Submitted by Rush 5/1/2023 13:44:18 0 Comments
At 56, I've had my share of injuries. The last 8 months have been frustrating. I severely dislocated a toe last August (a non-running accident) that required surgery. A total of 8 weeks of zero activity. Finally I was able to walk in normal shoes, then walk hills, then a gradual return to running. I had just had what felt like a really solid week when, in back in February, I caught COVID. Man, has this been a long recovery. I'm still occasionally having days of intense fatigue but the time between those days is growing longer. But as before, I'm back to feeling like I'm putting together a solid week when an old knee injury (don't ever play high school football, folks) has been nagging me. Last Saturday I did 8 miles on the AT. The day was glorious. The trail was full of through hikers and wild flowers. My return leg was 11 minutes faster than my out leg and it felt like days from 2015. But, the next day, I had pain in my right arch, so the rest of the next week was spent running flat. I got a Theragun at Christmas and I've been applying that to my plantar tendons and it seems to be helping.
I really don't want this blog to be a catalog of injuries of an aging runner, but that's where I've been of late.
Submitted by Rush 3/9/2023 0:32:45 0 Comments
I caught COVID the second week of February. I had begun to think I might make it through the pandemic without getting sick. I attended a local indoor event with about 100 people and I didn't wear a mask. I was inside about 90 minutes. Turns out a number of people were infected that night.
I felt terrible for 3 days or so and then spent several days with the main symptom being crushing fatigue. That, too, slowly mitigated. I started running again on February 28th, very short and very low intensity. I'm running about every other day with a few short, steep hikes thrown in.
My advice - if you're going to be indoors with a group of people for more than 15 minutes, wear a mask.
Submitted by Rush 11/6/2022 0 Comments
The injury-surgery-recovery saga continues. I had my final post-op eval this week. The x-ray looked good and the doc cleared me to resume all normal activities.
Thursday I walked and then ran 2 flat miles. Same on Friday. My right sesamoids had started barking from lots of miles in concrete in old, worn out road shoes. Saturday we spent the day working on our house. This morning I went up Bowlens Creek for 59 minutes to a spot I know well. I hiked and ran the flats on the up, then ran back down. My skeletal frame is really feeling the layoff, but today I was really able to trust the foot to take the weight and it's doing very well.
I'm grateful to be in the woods. Grateful to be able to move my body. Grateful for a job and insurance coverage that allowed me to have surgery to fix what needed fixing.
Submitted by Rush. 10/10/2022 0 Comments
3 weeks after dislocating my toe, I had surgery on 8/29. I spent 4 weeks on crutches, then another week in a post-op shoe. On 10/6 I went back into street shoes. My ankle was wobbly, my knee felt weak and loose, and my hip flexors feel destroyed. I'm walking. I'll never take walking for granted again. I feel like I'm weeks away from even gentle, level running. I literally cannot imagine trail running right now. But the leaves are turning and the mornings are gloriously cool and I'm grateful to walk around my small town.

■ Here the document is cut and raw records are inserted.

PR #17896, opened 2025-05-06
Remove R from redirects, as it is not a valid rule

VanOvermeire:
## Summary

This PR should fix the following bug: https://github.com/astral-sh/ruff/issues/17890

## Test Plan

Tested against a local repository. main branch `ruff check --select R` works, with this redirect removed, `ruff check --select R` throws `error: invalid value 'R' for '--select <RULE_CODE>'`

All existing tests still pass. 

Not sure if it is worthwhile/necessary to add a unit test for this fix?

Issue #17890, opened 2025-05-06
R is valid prefix at runtime but not included in JSON schema


xixixao:
### Summary

**Problem**: `ruff check --select R` works, so `R` seems to be a valid rule selector.
But neither https://github.com/astral-sh/ruff/blob/main/ruff.schema.json nor https://github.com/SchemaStore/schemastore/edit/master/src/schemas/json/ruff.json include "R" in the list of valid select rules. This leads to `pyproject.toml` that includes "R" in `lint.select` items to error in IDEs.

**Fix**: I didn't open a PR because I don't know whether R is or isn't supposed to be valid.

**Workaround**: Use the more explicit `"RET"`, which is the only rule set that R enables.

### Version

ruff 0.11.8 (75effb8ed 2025-05-01)

xixixao:
In fact I just debugged it and "R" only enables "RET". Edited my first comment. Seems more likely that "R" at runtime is a bug (or perhaps a legacy behavior?).

MichaReiser:
Yeah, it may be a relict from before we had `RUF` rules. That seems even worse :)

VanOvermeire:
I was just exploring your tool and codebase when I saw this issue. Maybe I've misunderstood, but this seems like a one-line fix?

https://github.com/astral-sh/ruff/pull/17896

If so, apologies for stealing your bug @ntBre :D

bitloi:
@dhruvmanila Sorry to bother you, I would like to work on this issue. Is it possible?

ntBre:
@bitloi There's already a PR implementing the first step of this process in https://github.com/astral-sh/ruff/pull/19939. I think this issue is waiting on a decision from us, not on anyone to implement it, but thank you for your interest.

bitloi:
The PR was opened last year, but not finished yet. Is this normal?

Nish2005karsh:
I'd like to help move this forward. I see #17896 and #19939 are pending — is the team leaning toward (a) adding "R" to the schema, (b) removing "R" from runtime, or (c) warning users? Happy to implement whatever direction you decide.

PR #19939, opened 2025-08-16
Add warning for using R and S as selectors

GDYendell:
## Summary

Following on from discussion in https://github.com/astral-sh/ruff/pull/17896, this change adds a user deprecation warning for selectors that currently work, but are not included in the schema. I believe R and S are the only ones.

## Test Plan

I have tested this locally with 

```
ruff check --select R
```

However it does not display the warning. If I change to `println!` it does. Is there something I am not understanding about the `warn_user*` macros?

### DIFF
--- a/crates/ruff_linter/src/rule_selector.rs
+++ b/crates/ruff_linter/src/rule_selector.rs
@@ -10,9 +10,6 @@ use crate::codes::{RuleCodePrefix, RuleGroup};
 use crate::registry::{Linter, Rule, RuleNamespace};
 use crate::rule_redirects::get_redirect;
 use crate::settings::types::PreviewMode;
-use crate::warn_user_once;
-
-const DEPRECATED_SELECTORS: [&str; 2] = ["R", "U"];
 
 #[derive(Debug, Clone, PartialEq, Eq, Hash)]
 pub enum RuleSelector {
@@ -68,12 +65,6 @@ impl FromStr for RuleSelector {
             "C" => Ok(Self::C),
             "T" => Ok(Self::T),
             _ => {
-                if DEPRECATED_SELECTORS.contains(&s) {
-                    warn_user_once!(
-                        "Using `{s}` as a selector is deprecated and will be removed in a future version."
-                    );
-                }
-
                 let (s, redirected_from) = match get_redirect(s) {
                     Some((from, target)) => (target, Some(from)),
                     None => (s, None),
--- a/crates/ruff_linter/src/rule_redirects.rs
+++ b/crates/ruff_linter/src/rule_redirects.rs
@@ -1,14 +1,30 @@
 use std::collections::HashMap;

Submitted by 9/9/2022 0 Comments
Just when I was really starting to recover from the hip-related PT, building a foundation for heading into fall, a freak accident dislocated the 5th toe on my left foot. 2 attempts at closed reductions failed ( and hurt like hell) and I had surgery on 8/29. After cutting a tendon to realign the joint, the doc initially inserted a K-pin lengthwise through the toe bones to keep them aligned. But, the resulting circulation was so poor that she decided to remove the pin while still in the OR. I was sent home with no pin but a ZERO activity order until I'm re-evaluated on 9/15.
This is the longest I've gone with no running (no walking, no anything but crutches) in a long time. I can feel the morning air starting to cool up here in the NC mountains and the first hints of the leaves thinking about turning. I'm sad about not being out there in it enjoying the season in the way that is so meaningful to me: being alone deep in the mountains.